I have been reading and reading and the processes seem straight forward enough, as does the reasoning why it all works so well, but........
It is winter here and I would like to eliminate the need for remineralization, if I could. Could one not just purchase humus or use peat moss, even dig the soil up, just under the leaf mold, in a forest and flush it with water until is runs fairly clear? If one of those are suitable, instead of clay, could one not mix in laterite and then cap it all with pool sand? I really like the advantages of this method, but it would be impossible to remineralize top soil, at present. Are there any available soils that do not require this process, at all? Also, how long does such a tank typically take to cycle? I realize this will depend on many factors, but I am looking at setting it up, adding plants, then 10, small tetras, let stabilize, then more of a similar bioload, let stabilize, and so on, until I have it stocked. I am so excited to be setting up a new aquarium. Thanks guys!


----------



## Zapins (Jul 28, 2004)

I think people tend to over complicate soil preparation. I certainly did when starting out, trying to find out the optimal order I should lay down peat, carbon, clay and soil.

In reality it is much simpler than this. Just buy soil that is not made of compost or enriched with artificial fertilizers. These will rot and leach into your tank. Mineralization can make these super-nutrient rich soils ok for tank use, but if you start with a fairly normal low organic soil then you don't need to do anything fancy with it at all, just put it in the tank and cover it with pool filter sand and plant, same day no prep work needed.

I have used Scott's premium topsoil from Home depot ($2 for 50# bag) many times with great results. I recommend this soil, or a similar soil. Do not buy miracle grow soils, compost soils, etc.

You do not need to add clay to the soil, laterite, peat, carbon, etc. its all just a waste of time. Treat it the same way you would when planting house plants. You don't add clay and carbon layers to that soil do you?


----------



## qwe123 (Jun 15, 2011)

A lot of my planted tanks, I just bought Miracle Gro Organic Choice Potting Mix, put it in the tank, capped it with sand or gravel, planted and started the tank up. Whether or not there's an ammonia spike depends on how many and what kind of plants I start out with.

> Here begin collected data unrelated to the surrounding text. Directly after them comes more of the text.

PR #72, opened 2022-08-02
Fix go version

AeonSw4n:
Hey there! Started playing around with your repo today and noticed it requires go 1.18 while the docs mention go 1.16. Here's a quick fix.


johningve:
Thanks!

PR #73, opened 2022-08-12
Refactor module system

johningve:


johningve:
Note to self: Squash this PR when merging

johningve:
@meling I decided to drop the explicit `modules.Implements[T]` declaration for now. The rule now is that `mods.Get` will give the last compatible value that was added to the modules builder.

johningve:
@meling I have myself reviewed all the changes and am happy with what is here. If you think that the changes to the module system look okay, then I think that we can merge it

modules/core.go
```diff
@@ -23,133 +23,145 @@
...
-}
+// TryGet attempts to find a module for ptr.
+// TryGet returns true if a module was stored in ptr, false otherwise.
+//
+// NOTE: ptr must be a non-nil pointer to a type that has been provided to the module system.
+//
+// Example:
+//
+//	builder := modules.New()
+//	builder.Provide(MyModuleImpl{}, new(MyModule))
```
meling, line 64: Should this be `Add`?

modules/core.go
```diff
@@ -23,133 +23,145 @@
...
-// Deprecated: The metrics event loop is no longer separate from the main event loop. Use EventLoop() instead.
-func (mods Core) MetricsEventLoop() *eventloop.EventLoop {
-	return mods.EventLoop()
+// NOTE: ptr must be a non-nil pointer to a type that has been provided to the module system.
+// Get panics if ptr is not a pointer, or if a compatible module is not found.
+//
+// Example:
+//
+//	builder := modules.New()
+//	builder.Provide(MyModuleImpl{}, new(MyModule))
```
meling, line 100: Should this be `Add`?

modules/core.go
```diff
@@ -23,133 +23,145 @@
...
-	}
-	targetType := outType.Elem()
-	if m, ok := mods.modulesByType[targetType]; ok {
-		reflect.ValueOf(dest).Elem().Set(reflect.ValueOf(m))
-		return true
+// GetAll finds a module for all the given pointers.
+//
+// NOTE: pointers must only contain non-nil pointers to types that have been provided to the module system.
+// GetAll panics if one of the given pointers is not a pointer, or if a compatible module is not found.
+func (mods *Core) GetAll(pointers ...any) {
```
meling, line 115: Suggest the remove `GetAll` and migrate the `...any` to the `Get` method, so that you can call `Get` with one or many arguments. Zero arguments is a no-op so there is no need to panic, but it is a programmer mistake, so could also panic.

docs/modules.md
```diff
@@ -0,0 +1,286 @@
...
+But later, when we want to implement on a more dynamic leader rotation scheme,
+we realize that we need historical information about the previous views and thus need to interact with the synchronizer and blockchain modules.
+The synchronizer probably needs to know about the identity of the leader, so we now have to refactor these somehow.
+
+It seems then, that strict adherence to the best practice of avoiding circular dependencies is only going to complicate the matter of creating new module implementations.
+Of course, we should keep this best practice in mind, but we should allow circular dependencies in order to make it easier to implement new modules.
+
+### Event-based Indirection
+
+This is not a good solution for reasons we'll get to later, but it warrants discussion anyway.
```
meling, line 63: What is "this" referring to?

docs/modules.md
```diff
@@ -0,0 +1,286 @@
...
+The idea is to use the event system that we have developed to facilitate communication between modules.
+Instead of each module having a direct dependency on other modules,
+it would depend upon the event system to deliver some request to another module.
+The other module would then process the request and emit an event containing the result.
+
+The problems of this approach are fairly obvious.
```
meling, line 69: What is "this" ref to?

PR #74, opened 2022-08-19
Implement event-based contexts for view changes and timeouts

johningve:
This PR implements two functions, `ViewContext` and `TimeoutContext`. They return contexts that can be used for operations that should be canceled upon reaching a specific view, or when a timeout occurs.

Implementing these contexts require changes to the event loop. Specifically, we have to reintroduce asynchronous handlers, as the contexts must be able to react to new events to cancel tasks that may be running on the event loop itself. I chose to refactor the event loop handlers by adding some handler options. Currently, the only options are `RunAsync` and `WithPriority`. `RunAsync` makes the handler execute as part of `AddEvent`. `WithPriority` effectively turns the handler into an "observer". The idea is that handlers that don't require much time to run can use the `WithPriority` option to be executed before the other handlers. I am deprecating the Observer functionality in favor of the priority options.


eventloop/eventloop.go
```diff
@@ -82,19 +198,21 @@ loop:
 			el.startTicker(ctx, e.tickerID)
```
meling, line 198: I think `ctx` can be removed from the `startTicker` method since it can be accessed via the `el.ctx` field (via the `Context()` method).

eventloop/eventloop.go
```diff
@@ -103,41 +221,75 @@ func (el *EventLoop) Tick() bool {
 	if e, ok := event.(startTickerEvent); ok {
 		el.startTicker(context.Background(), e.tickerID)
```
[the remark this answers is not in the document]
meling: Related to my comment on Line 198.

eventloop/eventloop.go
meling: The `ctx` could possibly also be removed from the `runTicker()` method, and move the fetching of the `Context()` into `runTicker()`. But not sure it is so important.

However, I observe that `startTicker` already holds the same lock as `Context()`, and so it could simply do:
```go
var ctx context.Context
ctx, ticker.cancel = context.WithCancel(el.ctx)
```

meling (changes requested):
Mostly nice, but please check my comments. We may need to discuss some of them.

meling (approved):

PR #75, opened 2022-08-19
Optimize memory

johningve:
Various memory optimizations.

Before:
[profile (1).pb.gz](https://github.com/relab/hotstuff/files/9382654/profile.1.pb.gz)

After:
[profile.pb.gz](https://github.com/relab/hotstuff/files/9382651/profile.pb.gz)


meling:
@johningve Could you resolve the conflicts in this PR before I review it?

meling:
I looked at this, and I like many of the changes here independent of the memory improvement gained.

It probably does not make sense to try to salvage this PR as is, but perhaps we should start a new PR and redo this on top of master. @johningve Can you recall why this never moved out of draft mode?

PR #76, opened 2022-09-23
Removed leafBlock from synchronizer

leandernikolaus:
I wanted to study the semantics of the synchronizer, and I found that the `leafBlock` is always the block from the `highQC`.
Therefore, in the current implementation, we could omit the `leafBlock`.

### DIFF
--- a/synchronizer/synchronizer.go
+++ b/synchronizer/synchronizer.go
@@ -26,7 +26,6 @@ type Synchronizer struct {
 	currentView hotstuff.View
 	highTC      hotstuff.TimeoutCert
 	highQC      hotstuff.QuorumCert
-	leafBlock   *hotstuff.Block
 
 	// A pointer to the last timeout message that we sent.
 	// If a timeout happens again before we advance to the next view,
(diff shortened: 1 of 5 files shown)


synchronizer/synchronizer.go
```diff
@@ -355,14 +348,8 @@ func (s *Synchronizer) updateHighQC(qc hotstuff.QuorumCert) {
 		return
 	}
 
-	oldBlock, ok := s.blockChain.Get(s.highQC.BlockHash())
-	if !ok {
-		s.logger.Panic("Block from the old highQC missing from chain")
-	}
-
-	if newBlock.View() > oldBlock.View() {
+	if newBlock.View() > s.highQC.View() {
```
leandernikolaus, line 351: I believe this change should be done, even when not removing `leafBlock`.

meling:
I've looked at the code, and it looks fine to me. But could edit the PR description to provide some more context for this. Do you think we won't need the `LeafBlock()` for alternative synchronizer implementations?

meling (approved):
LGTM!

meling:
I don't see any issues with this PR.

@hanish520 Would this conflict with any of your other changes?

@johningve If you have a cycle to spare, please let us know your take.

I want to merge this if there are no concerns with this.

PR #78, opened 2022-10-03
Pipelining

leandernikolaus:
This implements pipelining for chained hotstuff.
Pipelined blocks still form a single chain, but need not include the certificate for their direct parent.

Commit rule is updated to commit requests if there is a depth 3 confirmation chain and all intermediate blocks are confirmed as well.

### DIFF
--- a/synchronizer/synchronizer.go
+++ b/synchronizer/synchronizer.go
@@ -36,7 +36,7 @@ type Synchronizer struct {
 	duration ViewDuration
 	timer    *time.Timer
 
-	// This should be retrieved from a configuration
+	// number of cuncurrent views, 0 and 1 both give no concurrency.
 	pipelinedViews uint8
 
 	viewCtx   context.Context // a context that is cancelled at the end of the current view
@@ -94,7 +94,7 @@ func New(viewDuration ViewDuration) modules.Synchronizer {
 		leafBlock:   hotstuff.GetGenesis(),
 		currentView: 1,
 
-		pipelinedViews: 2,
+		pipelinedViews: 2, // this should be retrieved from a configuration.
 
 		viewCtx:   ctx,
 		cancelCtx: cancel,
@@ -123,6 +123,14 @@ func (s *Synchronizer) Start(ctx context.Context) {
 	if s.currentView == 1 && s.leaderRotation.GetLeader(s.currentView) == s.opts.ID() {
 		s.consensus.Propose(s.SyncInfo())
 	}
+}
+
+// PipelinedViews returns 1 or the number of concurrent views in the pipeline
+func (s *Synchronizer) PipelinedViews() hotstuff.View {
+	if s.pipelinedViews < 1 {
+		return 1
+	}
+	return hotstuff.View(s.pipelinedViews)
 }
 
 // HighQC returns the highest known QC.
--- a/synchronizer/synchronizer.go
+++ b/synchronizer/synchronizer.go
@@ -36,6 +36,9 @@ type Synchronizer struct {
 	duration ViewDuration
 	timer    *time.Timer
 
+	// This should be retrieved from a configuration
+	pipelinedViews uint8
+
 	viewCtx   context.Context // a context that is cancelled at the end of the current view
 	cancelCtx context.CancelFunc
 
@@ -90,6 +93,8 @@ func New(viewDuration ViewDuration) modules.Synchronizer {
 	return &Synchronizer{
 		leafBlock:   hotstuff.GetGenesis(),
 		currentView: 1,
+
+		pipelinedViews: 0,
 
 		viewCtx:   ctx,
 		cancelCtx: cancel,
@@ -192,6 +197,11 @@ func (s *Synchronizer) OnLocalTimeout() {
 	s.consensus.StopVoting(s.currentView)
 
 	s.configuration.Timeout(timeoutMsg)
+
+	if s.currentView < s.highQC.View()+hotstuff.View(s.pipelinedViews) {
+		s.AdvanceView(hotstuff.NewSyncInfo().WithTimeoutView(s.currentView))
+	}
+
 	s.OnRemoteTimeout(timeoutMsg)
 }
 
@@ -315,6 +325,26 @@ func (s *Synchronizer) AdvanceView(syncInfo hotstuff.SyncInfo) {
 		}
 	}
 
+	b, ok := syncInfo.Block()
+	if ok {
+		highQCBlock, ok := s.blockChain.Get(s.highQC.BlockHash())
+		if !ok {
+			s.logger.Error("AdvanceView: Could not find block referenced by new QC!")
+		}
+		if !s.blockChain.Extends(b, highQCBlock) {
+			b = highQCBlock
+		}
+		s.leafBlock = b
+		if b.View() > v && b.View() < v+hotstuff.View(s.pipelinedViews) {
+			v = b.View()
+		}
+	}
+
+	if timeoutV, ok := syncInfo.TimeoutView(); ok &&
+		timeoutV > v && timeoutV < v+hotstuff.View(s.pipelinedViews) {
+		v = timeoutV
+	}
+
 	if v < s.currentView {
 		return
 	}
@@ -349,21 +379,21 @@ func (s *Synchronizer) AdvanceView(syncInfo hotstuff.SyncInfo) {
 // This method is meant to be used instead of the exported UpdateHighQC internally
 // in this package when the qc has already been verified.
 func (s *Synchronizer) updateHighQC(qc hotstuff.QuorumCert) {
-
 	if qc.View() > s.highQC.View() {
 		s.highQC = qc
 		s.logger.Debug("HighQC updated")
 
 		// I believe the following can be removed, if leafBlock is updated elsewhere.
 		// However, placed here now for backwards compatibility
-		highQCBlock, ok := s.blockChain.Get(s.highQC.BlockHash())
-		if !ok {
-			s.logger.Info("updateHighQC: Could not find block referenced by new QC!")
-			return
-		}
-
-		if s.leafBlock.View() < s.highQC.View() || !s.blockChain.Extends(s.leafBlock, highQCBlock) {
-			s.leafBlock = highQCBlock
+		if s.leafBlock.View() < s.highQC.View() {
+			highQCBlock, ok := s.blockChain.Get(s.highQC.BlockHash())
+			if !ok {
+				s.logger.Info("updateHighQC: Could not find block referenced by new QC!")
+				return
+			}
+			if s.blockChain.Extends(s.leafBlock, highQCBlock) {
+				s.leafBlock = highQCBlock
+			}
 		}
 	}
 }
--- a/synchronizer/synchronizer.go
+++ b/synchronizer/synchronizer.go
@@ -349,20 +349,9 @@ func (s *Synchronizer) AdvanceView(syncInfo hotstuff.SyncInfo) {
 // This method is meant to be used instead of the exported UpdateHighQC internally
 // in this package when the qc has already been verified.
 func (s *Synchronizer) updateHighQC(qc hotstuff.QuorumCert) {
-	newBlock, ok := s.blockChain.Get(qc.BlockHash())
-	if !ok {
-		s.logger.Info("updateHighQC: Could not find block referenced by new QC!")
-		return
-	}
 
-	oldBlock, ok := s.blockChain.Get(s.highQC.BlockHash())
-	if !ok {
-		s.logger.Panic("Block from the old highQC missing from chain")
-	}
-
-	if newBlock.View() > oldBlock.View() {
+	if qc.View() > s.highQC.View() {
 		s.highQC = qc
-		s.leafBlock = newBlock
 		s.logger.Debug("HighQC updated")
 	}
 }
--- a/synchronizer/synchronizer.go
+++ b/synchronizer/synchronizer.go
@@ -385,15 +385,14 @@ func (s *Synchronizer) updateHighQC(qc hotstuff.QuorumCert) {
 
 		// I believe the following can be removed, if leafBlock is updated elsewhere.
 		// However, placed here now for backwards compatibility
-		if s.leafBlock.View() < s.highQC.View() {
-			highQCBlock, ok := s.blockChain.Get(s.highQC.BlockHash())
-			if !ok {
-				s.logger.Info("updateHighQC: Could not find block referenced by new QC!")
-				return
-			}
-			if s.blockChain.Extends(s.leafBlock, highQCBlock) {
-				s.leafBlock = highQCBlock
-			}
+		highQCBlock, ok := s.blockChain.Get(s.highQC.BlockHash())
+		if !ok {
+			s.logger.Info("updateHighQC: Could not find block referenced by new QC!")
+			return
+		}
+
+		if s.leafBlock.View() < s.highQC.View() || !s.blockChain.Extends(s.leafBlock, highQCBlock) {
+			s.leafBlock = highQCBlock
 		}
 	}
 }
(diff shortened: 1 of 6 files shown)


synchronizer/synchronizer.go
```diff
@@ -315,6 +333,31 @@ func (s *Synchronizer) AdvanceView(syncInfo hotstuff.SyncInfo) {
...
 	}
 
+	b, ok := syncInfo.Block()
+	if !ok {
+		b = s.leafBlock
+	}
+
+	highQCBlock, ok := s.blockChain.LocalGet(s.highQC.BlockHash())
+	if !ok {
+		s.logger.Error("AdvanceView: Could not find block referenced by new QC!")
```
meling, line 343: Is it safe to continue after this? Needless to say, if `highQCBlock` is nil, `Extends()` below will give a nil pointer panic.

synchronizer/synchronizer.go
```diff
@@ -315,6 +333,31 @@ func (s *Synchronizer) AdvanceView(syncInfo hotstuff.SyncInfo) {
 		}
 	}
 
+	b, ok := syncInfo.Block()
```
meling, line 336: Perhaps this could be made into a separate method to reduce the method's lines of code and its cyclomatic complexity.

types.go
```diff
@@ -172,10 +172,13 @@ func (pc PartialCert) ToBytes() []byte {
...
+// This can also hola a block.
 type SyncInfo struct {
-	qc    *QuorumCert
-	tc    *TimeoutCert
-	aggQC *AggregateQC
+	qc         *QuorumCert
+	tc         *TimeoutCert
+	aggQC      *AggregateQC
+	block      *Block
+	timoutView View
```
meling, line 181: `s/timoutView/timeoutView/`

types.go
```diff
@@ -172,10 +172,13 @@ func (pc PartialCert) ToBytes() []byte {
 // Generally, if highQC.View > highTC.View, there is no need to include highTC in the SyncInfo.
 // However, if highQC.View < highTC.View, we should still include highQC.
 // This can also hold an AggregateQC for Fast-Hotstuff.
+// This can also hola a block.
```
meling, line 175: hold

synchronizer/synchronizer.go
```diff
@@ -349,21 +392,21 @@ func (s *Synchronizer) AdvanceView(syncInfo hotstuff.SyncInfo) {
...
-		s.logger.Panic("Block from the old highQC missing from chain")
-	}
-
-	if newBlock.View() > oldBlock.View() {
+	if qc.View() > s.highQC.View() {
 		s.highQC = qc
-		s.leafBlock = newBlock
 		s.logger.Debug("HighQC updated")
+
+		// I believe the following can be removed, if leafBlock is updated elsewhere.
```
meling, line 399: Maybe we should add a TODO here or create an issue on the issue tracker to explain what should be done instead.

synchronizer/synchronizer.go
```diff
@@ -36,6 +36,9 @@ type Synchronizer struct {
 	duration ViewDuration
 	timer    *time.Timer
 
+	// number of cuncurrent views, 0 and 1 both give no concurrency.
```
meling, line 39: concurrent

synchronizer/synchronizer.go
```diff
@@ -192,6 +205,11 @@ func (s *Synchronizer) OnLocalTimeout() {
 	s.consensus.StopVoting(s.currentView)
 
 	s.configuration.Timeout(timeoutMsg)
+
+	if s.currentView < s.highQC.View()+hotstuff.View(s.pipelinedViews) {
```
meling, line 209: This construction:
```go
s.currentView < s.highQC.View()+hotstuff.View(s.pipelinedViews)
```
is used three times in this file. And could beneficially be done with a method:
```go
func (s Synchronizer) canAdvance(view hotstuff.View) bool {
  return view < s.highQC.View()+s.pipelinedViews
}
```
I think the compiler will most likely inline this code anyway, so shouldn't give any added overheads.

synchronizer/synchronizer.go
```diff
@@ -36,6 +36,9 @@ type Synchronizer struct {
 	duration ViewDuration
 	timer    *time.Timer
 
+	// number of cuncurrent views, 0 and 1 both give no concurrency.
+	pipelinedViews uint8
```
meling, line 40: You could make this be of the type `hotstuff.View`; then you wouldn't need to cast it all the time, and could add it directly to other views. But maybe it would be confusing?

meling (changes requested):
Looks good. I've requested some changes. Looks like you already refer to the number of views as the type `hotstuff.View`:
```go
	// PipelinedViews returns the number of concurrently executed views.
 	PipelinedViews() hotstuff.View
```
This makes it seem reasonable that the `Synchronizer` struct should also represent it as a `hotstuff.View` instead of a `uint8`.

synchronizer/synchronizer.go
leandernikolaus: Fixed in 600a0f7.

synchronizer/synchronizer.go
leandernikolaus: moved to updateLeafBlock

types.go
leandernikolaus: fixed in [7813a4e](https://github.com/relab/hotstuff/pull/78/commits/7813a4eb48467f0f2b55986620b6b5e0ee3abe60).

types.go
leandernikolaus: fixed in [7813a4e](https://github.com/relab/hotstuff/pull/78/commits/7813a4eb48467f0f2b55986620b6b5e0ee3abe60).

synchronizer/synchronizer.go
leandernikolaus: I removed the comment. I believe it may be important to only update the high QC with a block that actually exists.

synchronizer/synchronizer.go
leandernikolaus: @meling For me it seems a bit unlogical that you can add two views. 
Do you think, it would be better to keep `pipelinedViews` an `uint` and then define an add function on the view type?

leandernikolaus: Done in [eb95aa1](https://github.com/relab/hotstuff/pull/78/commits/eb95aa1b566321e76dec2296f05e3403fe58758e)

synchronizer/synchronizer.go
leandernikolaus: done in [eb95aa1](https://github.com/relab/hotstuff/pull/78/commits/eb95aa1b566321e76dec2296f05e3403fe58758e) but see comment above.

synchronizer/synchronizer.go
meling: > @meling For me it seems a bit unlogical that you can add two views.
> Do you think, it would be better to keep `pipelinedViews` an `uint` and then define an add function on the view type?

Using `uint` is fine, if we use a func to “hide” the type cast… it was anyway being casted before added to a view…

synchronizer/synchronizer.go
meling: Sorry, I wasn't clear enough in my message. I suggested moving all of the new code related to pipelining into a separate method, not just this, but it did help I guess.

synchronizer/synchronizer.go
```diff
@@ -339,31 +371,54 @@ func (s *Synchronizer) AdvanceView(syncInfo hotstuff.SyncInfo) {
...
-		s.consensus.Propose(syncInfo)
+		s.consensus.Propose(syncInfo.WithQC(s.highQC))
 	} else if replica, ok := s.configuration.Replica(leader); ok {
 		replica.NewView(syncInfo)
 	}
 }
 
+// isInPipelineStretch checks wether the given view lies
+// less then the pipelinestretch from the highQC
+func (s *Synchronizer) isInPipelineStretch(v hotstuff.View) bool {
```
meling, line 382: What about just `inPipeline` or `isInPipeline` or `inPipelineRange`?

Typo in comment: wether -> whether. But perhaps this is more clear?:
```go
// inPipeline returns true if the given view is in pipeline range from highQC.
```

synchronizer/synchronizer.go
```diff
@@ -339,31 +371,54 @@ func (s *Synchronizer) AdvanceView(syncInfo hotstuff.SyncInfo) {
...
+
+		if s.leafBlock.View() < s.highQC.View() || !s.blockChain.Extends(s.leafBlock, highQCBlock) {
+			s.leafBlock = highQCBlock
+		}
 	}
+}
 
-	oldBlock, ok := s.blockChain.Get(s.highQC.BlockHash())
+// updateLeafBlock attempts to update the leafBlock.
+// This method ensures, leafblock extends highQC.
```
meling, line 408: leaf block

meling: Also remove comma

synchronizer/synchronizer.go
meling: I've now reviewed the changes in more detail. I think it is fine to use `uint8` since it would essentially only need to cast it to `hotstuff.View` one additional place (in the `isInPipeline...()`), which would be fine since it wouldn't be part of code people read. So feel free to revert it to `uint8`.

synchronizer/synchronizer.go
```diff
@@ -315,6 +333,20 @@ func (s *Synchronizer) AdvanceView(syncInfo hotstuff.SyncInfo) {
...
+	b, ok := syncInfo.Block()
+	if ok {
+		s.updateLeafBlock(b)
+	}
+
+	if s.isInPipelineStretch(s.leafBlock.View()) {
+		v = s.leafBlock.View()
+	}
+
+	if timeoutV, ok := syncInfo.TimeoutView(); ok &&
```
meling, line 345: Returning  `ok` is not necessary here. You can just do:
```go
	if timeoutV := syncInfo.TimeoutView(); timeoutV > v && s.isInPipelineStretch(timeoutV) {
```
Since `timeoutV == 0` will render the if-condition false, as with the current `ok` version.

synchronizer/synchronizer.go
```diff
@@ -315,6 +333,20 @@ func (s *Synchronizer) AdvanceView(syncInfo hotstuff.SyncInfo) {
 		}
 	}
 
+	b, ok := syncInfo.Block()
```
meling, line 336: Not sure the `ok` return thing adds much value; isn't this just as clear?
```go
if b := syncInfo.Block(); b != nil {
	s.updateLeafBlock(b)
}
```

synchronizer/synchronizer.go
leandernikolaus: Fixed in [df3fc32](https://github.com/relab/hotstuff/pull/78/commits/df3fc324538afeeadc39d8adedcddb7d618f4ee8)

synchronizer/synchronizer.go
leandernikolaus: fixed in [df3fc32](https://github.com/relab/hotstuff/pull/78/commits/df3fc324538afeeadc39d8adedcddb7d618f4ee8)
```Go
// inPipeline checks if the given view is in pipeline range from highQC.
func (s *Synchronizer) inPipeline(v hotstuff.View) bool {
```

synchronizer/synchronizer.go
leandernikolaus: I changed it to `uint32` in [df3fc32](https://github.com/relab/hotstuff/pull/78/commits/df3fc324538afeeadc39d8adedcddb7d618f4ee8). 
This avoids a cast, since it is transferred by protobuf as `uint32`
```proto
 // Number of blocks proposed concurrently
  uint32 PipelinedViews = 22;
```

synchronizer/synchronizer.go
leandernikolaus: I guess that is the same for QC and TC. Check the following:
```go
// TC returns the timeout certificate, if present.
func (si SyncInfo) TC() (_ TimeoutCert, _ bool) {
	if si.tc != nil {
		return *si.tc, true
	}
	return
}

// AggQC returns the AggregateQC, if present.
func (si SyncInfo) AggQC() (_ AggregateQC, _ bool) {
	if si.aggQC != nil {
		return *si.aggQC, true
	}
	return
}

// Block returns the block, if present.
func (si SyncInfo) Block() (_ *Block, _ bool) {
	if si.block != nil {
		return si.block, true
	}
	return
}
```

synchronizer/synchronizer.go
leandernikolaus: fixed in [aae49db](https://github.com/relab/hotstuff/pull/78/commits/aae49db4ba31404475852512adf01459e04e32f4)
```go
// TimeoutView returns the timeout view, if present.
func (si SyncInfo) TimeoutView() (_ View) {
	return si.timeoutView
}
```

twins/network.go
```diff
@@ -130,6 +130,13 @@ func (n *Network) createTwinsNodes(nodes []NodeID, scenario Scenario, consensusN
 			return err
 		}
 
+		if pipelinedViews < 1 || consensusName != "chainedhotstuff" {
```
meling, line 133: This should not be done in the loop, and it is also more complex than necessary. Adding this at line 124 should suffice:
```go
	if pipelinedViews > 1 && consensusName != "chainedhotstuff" {
		return fmt.Errorf("pipelining currently only supported for chainedhotstuff")
	}
	if pipelinedViews < 1 {
		pipelinedViews = 1
	}
```

internal/mocks/synchronizer_mock.go
```diff
@@ -114,3 +114,17 @@ func (mr *MockSynchronizerMockRecorder) ViewContext() *gomock.Call {
...
+	ret := m.ctrl.Call(m, "PipelinedViews")
+	ret0, _ := ret[0].(hotstuff.View)
+	return ret0
+}
+
+// PipelinedViews indicates an expected call of PipelinedViews.
+func (mr *MockSynchronizerMockRecorder) PipelinedViews() *gomock.Call {
+	mr.mock.ctrl.T.Helper()
+	return mr.mock.ctrl.RecordCallWithMethodType(mr.mock, "PipelinedViews", reflect.TypeOf((*MockSynchronizer)(nil).PipelinedViews))
+}
```
meling, line 130: Missing newline

twins/network.go
leandernikolaus: fixed in [fb04815](https://github.com/relab/hotstuff/pull/78/commits/fb04815f86cc71243e680d698634e0b055489b3b)
I also added a similar error in `internal/cli/run.go`
```go
func checkFlags() error {
	consensus := viper.GetString("consensus")
	pipelinedViews := viper.GetInt("pipelined-views")
	if pipelinedViews > 1 && consensus != "chainedhotstuff" {
		return errors.New("piplining only supported for chainedhotstuff consensus")
	}
	return nil
}
```

internal/mocks/synchronizer_mock.go
leandernikolaus: fixed in [fb04815](https://github.com/relab/hotstuff/pull/78/commits/fb04815f86cc71243e680d698634e0b055489b3b)

leandernikolaus:
In [7e59d24](https://github.com/relab/hotstuff/pull/78/commits/7e59d2464ddb7dba515b1b3d6792e726bc67101e) I revised the approach. Now the synchronizer has both a `currentView` and `nextView`. 
`currentView` is advanced on receiving a TC or QC, while `nextView` is advanced on receiving a block if it lies within the pipeline.
This makes the system run more stable since it no longer reacts to individual timeouts.
However, the consensus module now no longer proposes blocks only in the current view but needs to receive a view, in which it should propose.
This also required updates to Twins.
Based on my analysis and testing, without pipelining, `nextView` and `currentView` should always coincide.

meling:
@leandernikolaus I tried to merge master into this branch (locally) in an attempt to resolve the conflicts. However, the current synchronizer no longer has a `leafBlock` field and `LeafBlock()` method, it wasn't clear to me what needed to be done. This was removed in this [commit](https://github.com/relab/hotstuff/commit/ba90eb20079d5bff0b6d6a44c4fe482a8f10daa8). Could you try to resolve the conflicts, or let me know what needs to be done to get this back into a good shape. Or let me know if this no longer makes sense to merge.

Issue #1235, opened 2021-04-29
Database instance creation fails from Urssi release


dave2:
https://github.com/terraform-provider-openstack/terraform-provider-openstack/blob/2665d4c052f3224481919071355d7cdd94dd92f5/openstack/resource_openstack_db_instance_v1.go#L225

This will fail to create the database as the final state is `HEALTHY` starting with Urssi release, per the notes here:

Have also done this with dirt I dug up from the yard...

This may not be the best method, but it has worked for me, and the tanks have been running for months, with my 5 gallon running for a couple years now.


----------



## growingwonders (Feb 12, 2010)

Thank you both. I think I will just dig up the forest soil, then. I thing this soil is probably similar to sediment, in tropical river bottoms and marshes, where the plants are growing, in nature. I will just cap with pool sand.


----------



## dwalstad (Apr 14, 2006)

I have had good luck with many soils, and I didn't mineralize them beforehand. Whether they work or not may depend on soil depth, gravel depth, water chemistry, the plant species, etc. The main problem was of my own creation, that is, trying to make the soil more fertile, by adding fertilizers, laterite clay, etc. I didn't realize that ordinary soil is plenty fertile for plants in an aquarium.

For those people that want to mineralize their soils, I would consider the Dry Start Method, as described by Tom Barr. This method not only mineralizes the soils for 6-8 weeks, but also gets plants growing at the same time. I used this for delicate plant species in two tanks, and it worked quite well. I describe the setup in an article, 'Small Planted Tanks for Pet Shrimp.' The article can be downloaded from my book's website: http://www.atlasbooks.com/marktplc/00388.htm


----------



## Spudgunman (Jan 11, 2014)

I have zero experience here, however my experience that is very little tells me that buying soil was a waste of time. I just dug some compost out, then dunked it in a water bath - which was helpfull as it removed some random floating stuff, like worms.. also putting it in the water and fully mixing it up nicely created sediment layers, specifically removing some trash that is now part of most forests. 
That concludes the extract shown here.